**Try it:**
Say how many lines in the entries below mention "types", with no other words.

**Data in this exercise:**
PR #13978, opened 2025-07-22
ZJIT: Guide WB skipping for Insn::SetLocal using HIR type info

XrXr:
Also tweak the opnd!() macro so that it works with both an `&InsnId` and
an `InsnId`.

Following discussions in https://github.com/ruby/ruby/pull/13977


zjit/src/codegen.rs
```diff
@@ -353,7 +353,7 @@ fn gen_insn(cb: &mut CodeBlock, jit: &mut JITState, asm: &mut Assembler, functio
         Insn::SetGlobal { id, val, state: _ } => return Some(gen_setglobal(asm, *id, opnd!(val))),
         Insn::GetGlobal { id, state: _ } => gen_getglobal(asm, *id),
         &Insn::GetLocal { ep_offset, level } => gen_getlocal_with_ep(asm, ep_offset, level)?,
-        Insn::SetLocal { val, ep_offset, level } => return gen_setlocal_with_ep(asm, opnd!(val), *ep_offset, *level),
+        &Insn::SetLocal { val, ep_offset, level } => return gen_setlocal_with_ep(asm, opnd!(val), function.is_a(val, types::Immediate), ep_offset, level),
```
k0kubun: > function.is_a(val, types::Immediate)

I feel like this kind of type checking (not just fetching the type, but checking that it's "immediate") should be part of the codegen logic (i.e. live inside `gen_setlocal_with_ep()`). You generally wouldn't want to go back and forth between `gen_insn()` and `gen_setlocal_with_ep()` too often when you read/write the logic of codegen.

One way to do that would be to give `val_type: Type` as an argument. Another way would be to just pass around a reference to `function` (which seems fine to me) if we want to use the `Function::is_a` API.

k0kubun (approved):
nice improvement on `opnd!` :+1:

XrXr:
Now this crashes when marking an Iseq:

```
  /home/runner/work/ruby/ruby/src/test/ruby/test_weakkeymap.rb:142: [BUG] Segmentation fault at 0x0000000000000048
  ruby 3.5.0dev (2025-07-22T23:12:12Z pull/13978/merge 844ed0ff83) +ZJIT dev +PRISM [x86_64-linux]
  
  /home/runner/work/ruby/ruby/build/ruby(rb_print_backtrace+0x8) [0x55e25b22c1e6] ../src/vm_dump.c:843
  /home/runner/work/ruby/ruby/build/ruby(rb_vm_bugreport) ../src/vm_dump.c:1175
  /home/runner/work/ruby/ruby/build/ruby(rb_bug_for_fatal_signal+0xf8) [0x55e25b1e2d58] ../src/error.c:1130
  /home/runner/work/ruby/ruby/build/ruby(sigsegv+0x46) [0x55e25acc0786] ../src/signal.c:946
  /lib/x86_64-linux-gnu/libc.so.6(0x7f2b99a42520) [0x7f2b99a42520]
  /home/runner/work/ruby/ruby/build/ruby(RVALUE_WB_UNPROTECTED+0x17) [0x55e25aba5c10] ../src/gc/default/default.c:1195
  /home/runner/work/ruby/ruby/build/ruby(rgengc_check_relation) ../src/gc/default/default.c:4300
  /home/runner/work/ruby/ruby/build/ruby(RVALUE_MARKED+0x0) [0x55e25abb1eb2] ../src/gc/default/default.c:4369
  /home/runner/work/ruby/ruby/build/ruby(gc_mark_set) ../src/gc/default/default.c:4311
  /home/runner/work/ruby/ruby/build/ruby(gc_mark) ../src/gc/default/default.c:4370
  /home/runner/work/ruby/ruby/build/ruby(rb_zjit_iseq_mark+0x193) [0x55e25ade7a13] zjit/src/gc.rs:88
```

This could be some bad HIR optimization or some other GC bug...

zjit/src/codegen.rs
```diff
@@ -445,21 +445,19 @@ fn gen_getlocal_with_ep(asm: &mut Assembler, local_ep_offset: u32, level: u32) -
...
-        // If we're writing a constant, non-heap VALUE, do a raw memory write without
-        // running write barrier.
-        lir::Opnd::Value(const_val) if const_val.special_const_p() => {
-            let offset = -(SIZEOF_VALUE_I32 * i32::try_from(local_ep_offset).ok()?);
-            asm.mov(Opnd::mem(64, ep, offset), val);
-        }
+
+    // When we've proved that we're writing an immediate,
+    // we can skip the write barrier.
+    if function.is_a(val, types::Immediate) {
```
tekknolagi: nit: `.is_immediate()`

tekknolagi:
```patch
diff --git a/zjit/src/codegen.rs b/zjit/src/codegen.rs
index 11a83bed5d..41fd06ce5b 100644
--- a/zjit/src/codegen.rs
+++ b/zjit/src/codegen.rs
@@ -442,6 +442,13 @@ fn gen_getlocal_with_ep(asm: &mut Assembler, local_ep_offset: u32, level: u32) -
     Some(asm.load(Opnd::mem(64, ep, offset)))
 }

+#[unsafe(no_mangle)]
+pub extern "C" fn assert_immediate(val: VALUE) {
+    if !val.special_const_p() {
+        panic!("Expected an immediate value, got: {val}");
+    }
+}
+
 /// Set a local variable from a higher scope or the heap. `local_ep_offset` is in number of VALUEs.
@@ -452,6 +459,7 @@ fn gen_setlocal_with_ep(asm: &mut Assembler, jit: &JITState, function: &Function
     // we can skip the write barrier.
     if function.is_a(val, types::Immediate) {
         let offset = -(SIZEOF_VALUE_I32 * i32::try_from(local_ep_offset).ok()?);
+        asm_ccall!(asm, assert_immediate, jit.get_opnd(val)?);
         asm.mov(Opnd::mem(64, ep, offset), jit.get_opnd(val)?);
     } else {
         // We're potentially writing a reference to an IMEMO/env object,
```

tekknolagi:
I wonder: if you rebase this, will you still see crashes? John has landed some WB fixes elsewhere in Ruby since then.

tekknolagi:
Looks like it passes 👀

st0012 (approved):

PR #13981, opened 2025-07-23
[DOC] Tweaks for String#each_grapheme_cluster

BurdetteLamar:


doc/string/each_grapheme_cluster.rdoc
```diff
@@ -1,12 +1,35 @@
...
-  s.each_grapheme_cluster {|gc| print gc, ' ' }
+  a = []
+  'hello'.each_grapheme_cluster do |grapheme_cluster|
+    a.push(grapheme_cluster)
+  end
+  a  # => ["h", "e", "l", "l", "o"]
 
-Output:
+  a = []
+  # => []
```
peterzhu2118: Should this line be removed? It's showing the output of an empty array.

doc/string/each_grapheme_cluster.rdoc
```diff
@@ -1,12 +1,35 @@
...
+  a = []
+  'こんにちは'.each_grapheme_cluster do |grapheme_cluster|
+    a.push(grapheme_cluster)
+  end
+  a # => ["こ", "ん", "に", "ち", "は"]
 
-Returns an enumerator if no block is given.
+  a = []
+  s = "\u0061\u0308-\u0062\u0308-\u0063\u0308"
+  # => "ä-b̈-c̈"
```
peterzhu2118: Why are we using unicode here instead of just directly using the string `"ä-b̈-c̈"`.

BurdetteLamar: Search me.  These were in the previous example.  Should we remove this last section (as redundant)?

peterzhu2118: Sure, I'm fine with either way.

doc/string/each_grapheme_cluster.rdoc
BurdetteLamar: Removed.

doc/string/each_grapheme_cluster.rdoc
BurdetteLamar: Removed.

**Answer for this exercise:**
4